Please transcribe each of the records exactly as given.

····················

PR #773, opened 2021-08-31
Minor fixes and improvements for CNSMap

MMerzinger:
Fixed typos and other minor things. Removed content in wrong place.

### DIFF
--- a/content/industries.md
+++ b/content/industries.md
@@ -40,19 +40,3 @@ public interest. In the public sector, it is essential to maintain harmony and t
 entities. Additionally, timeliness of deployments and features may also be a strong consideration. The adoption of
 cloud native, along with modern methodologies, can increase organizational velocity, which is critical to many areas of
 the public sector.
-
-## Projects
-- [Project Calico](https://www.projectcalico.org/)
-- [SPIFFE/SPIRE](https://github.com/spiffe)
-- [OPA](https://github.com/open-policy-agent/opa)
-- [Istio](https://github.com/istio/istio)
-- [Linkerd](https://github.com/linkerd)
-- [HyperLedger](https://www.hyperledger.org/)
-- [HashiCorp Vault](https://github.com/hashicorp/vault)
-- [Keylime](https://keylime.dev/)
-- [Kyverno](https://github.com/kyverno/kyverno)
-- [Keycloak](https://github.com/keycloak/keycloak)
-
-## Examples
-- Adopt a Zero trust architecture with least-privilege security policies. See [this](zero-trust-architecture#examples)
-  for more examples.
--- a/content/security-policies.md
+++ b/content/security-policies.md
@@ -4,14 +4,14 @@ date: "2020-10-01"
 category: "develop"
 ---
 
-It is essential to consider the security features and various configuration options of your orchestrator to control the security privileges the container runtime can use to spawn containers. The use of higher level policy and governance constructs may enforce those security guardrails).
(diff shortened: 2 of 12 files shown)


content/security-policies.md
```diff
@@ -4,14 +4,15 @@ date: "2020-10-01"
...
+It is essential to consider the security features and various configuration options of your orchestrator to control the security privileges the container runtime can use to spawn containers. The use of higher level policy and governance constructs may enforce those security guardrails.
 
 
 ## Projects
 - [OPA](https://www.openpolicyagent.org/)
 - [Kubernetes Admission Controller](https://kubernetes.io/docs/reference/access-authn-authz/admission-controllers/)
 - [Kubernetes RBAC](https://kubernetes.io/docs/reference/access-authn-authz/rbac/)
-- [Kubernetes Pod Security Policy](https://kubernetes.io/docs/concepts/policy/pod-security-policy/) 
+- [Kubernetes Pod Security Policy (PSP) - (deprecated, removed in 1.25)](https://kubernetes.io/docs/concepts/policy/pod-security-policy/) 
+- [Kubernetes PSP Replacement Policy (alpha in 1.22)](https://github.com/kubernetes/enhancements/issues/2579)
```
ashutosh-narkar, line 15: Nit: We probably don't need to include this right now. Once there is an implementation we can add this in. WDYT ?

ashutosh-narkar (commented):
Thanks for this contribution @MMerzinger! Just one minor comment, rest lgtm.

content/security-policies.md
MMerzinger: I agree that it is too early for PSP replacement. Perhaps the reference to the deprecation of PSP would be useful, as the target group of readers may not know the stage of the lifecycle. But I have removed it with a new commit as it is clearly visible when you go to the link for PSP.

MMerzinger:
FYI: I added the sigstore and Connaisseur projects under Image Trust & Content Protection.

MMerzinger:
@ashutosh-narkar I fixed the merge conflicts and added myself to the contributors. Is the PR good for you or is there anything else to fix/change?

content/industries.md
```diff
@@ -40,19 +40,3 @@ public interest. In the public sector, it is essential to maintain harmony and t
...
-- [Linkerd](https://github.com/linkerd)
-- [HyperLedger](https://www.hyperledger.org/)
-- [HashiCorp Vault](https://github.com/hashicorp/vault)
-- [Keylime](https://keylime.dev/)
-- [Kyverno](https://github.com/kyverno/kyverno)
-- [Keycloak](https://github.com/keycloak/keycloak)
-
-## Examples
-- Adopt a Zero trust architecture with least-privilege security policies. See [this](zero-trust-architecture#examples)
-  for more examples.
```
ashutosh-narkar, line 58: Just for my understanding, why did you remove this ?

MMerzinger: From the perspective of the reader, each industry has its challenges and these challenges needs to be solved with e.g. a CNCF project. But currently there is no link between an industry and a project, hence it was confusing finding a list of projects that is almost a one to one copy from zero-trust-architectures. So I believe there is not "just" zero trust, that is important for those industries but even more topics and these are all covered by other chapters.

ashutosh-narkar: Thanks for the clarification.

ashutosh-narkar:
@MMerzinger can you please squash your commits and then we can merge this.

MMerzinger:
@ashutosh-narkar Okay like this or shall I squash the last two commits as well?

ashutosh-narkar (approved):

····················

Answer section |
PR #773, opened 2021-08-31
Minor fixes and improvements for CNSMap

MMerzinger:
Fixed typos and other minor things. Removed content in wrong place.

### DIFF
--- a/content/industries.md
+++ b/content/industries.md
@@ -40,19 +40,3 @@ public interest. In the public sector, it is essential to maintain harmony and t
 entities. Additionally, timeliness of deployments and features may also be a strong consideration. The adoption of
 cloud native, along with modern methodologies, can increase organizational velocity, which is critical to many areas of
 the public sector.
-
-## Projects
-- [Project Calico](https://www.projectcalico.org/)
-- [SPIFFE/SPIRE](https://github.com/spiffe)
-- [OPA](https://github.com/open-policy-agent/opa)
-- [Istio](https://github.com/istio/istio)
-- [Linkerd](https://github.com/linkerd)
-- [HyperLedger](https://www.hyperledger.org/)
-- [HashiCorp Vault](https://github.com/hashicorp/vault)
-- [Keylime](https://keylime.dev/)
-- [Kyverno](https://github.com/kyverno/kyverno)
-- [Keycloak](https://github.com/keycloak/keycloak)
-
-## Examples
-- Adopt a Zero trust architecture with least-privilege security policies. See [this](zero-trust-architecture#examples)
-  for more examples.
--- a/content/security-policies.md
+++ b/content/security-policies.md
@@ -4,14 +4,14 @@ date: "2020-10-01"
 category: "develop"
 ---
 
-It is essential to consider the security features and various configuration options of your orchestrator to control the security privileges the container runtime can use to spawn containers. The use of higher level policy and governance constructs may enforce those security guardrails).
(diff shortened: 2 of 12 files shown)


content/security-policies.md
```diff
@@ -4,14 +4,15 @@ date: "2020-10-01"
...
+It is essential to consider the security features and various configuration options of your orchestrator to control the security privileges the container runtime can use to spawn containers. The use of higher level policy and governance constructs may enforce those security guardrails.
 
 
 ## Projects
 - [OPA](https://www.openpolicyagent.org/)
 - [Kubernetes Admission Controller](https://kubernetes.io/docs/reference/access-authn-authz/admission-controllers/)
 - [Kubernetes RBAC](https://kubernetes.io/docs/reference/access-authn-authz/rbac/)
-- [Kubernetes Pod Security Policy](https://kubernetes.io/docs/concepts/policy/pod-security-policy/) 
+- [Kubernetes Pod Security Policy (PSP) - (deprecated, removed in 1.25)](https://kubernetes.io/docs/concepts/policy/pod-security-policy/) 
+- [Kubernetes PSP Replacement Policy (alpha in 1.22)](https://github.com/kubernetes/enhancements/issues/2579)
```
ashutosh-narkar, line 15: Nit: We probably don't need to include this right now. Once there is an implementation we can add this in. WDYT ?

ashutosh-narkar (commented):
Thanks for this contribution @MMerzinger! Just one minor comment, rest lgtm.

content/security-policies.md
MMerzinger: I agree that it is too early for PSP replacement. Perhaps the reference to the deprecation of PSP would be useful, as the target group of readers may not know the stage of the lifecycle. But I have removed it with a new commit as it is clearly visible when you go to the link for PSP.

MMerzinger:
FYI: I added the sigstore and Connaisseur projects under Image Trust & Content Protection.

MMerzinger:
@ashutosh-narkar I fixed the merge conflicts and added myself to the contributors. Is the PR good for you or is there anything else to fix/change?

content/industries.md
```diff
@@ -40,19 +40,3 @@ public interest. In the public sector, it is essential to maintain harmony and t
...
-- [Linkerd](https://github.com/linkerd)
-- [HyperLedger](https://www.hyperledger.org/)
-- [HashiCorp Vault](https://github.com/hashicorp/vault)
-- [Keylime](https://keylime.dev/)
-- [Kyverno](https://github.com/kyverno/kyverno)
-- [Keycloak](https://github.com/keycloak/keycloak)
-
-## Examples
-- Adopt a Zero trust architecture with least-privilege security policies. See [this](zero-trust-architecture#examples)
-  for more examples.
```
ashutosh-narkar, line 58: Just for my understanding, why did you remove this ?

MMerzinger: From the perspective of the reader, each industry has its challenges and these challenges needs to be solved with e.g. a CNCF project. But currently there is no link between an industry and a project, hence it was confusing finding a list of projects that is almost a one to one copy from zero-trust-architectures. So I believe there is not "just" zero trust, that is important for those industries but even more topics and these are all covered by other chapters.

ashutosh-narkar: Thanks for the clarification.

ashutosh-narkar:
@MMerzinger can you please squash your commits and then we can merge this.

MMerzinger:
@ashutosh-narkar Okay like this or shall I squash the last two commits as well?

ashutosh-narkar (approved):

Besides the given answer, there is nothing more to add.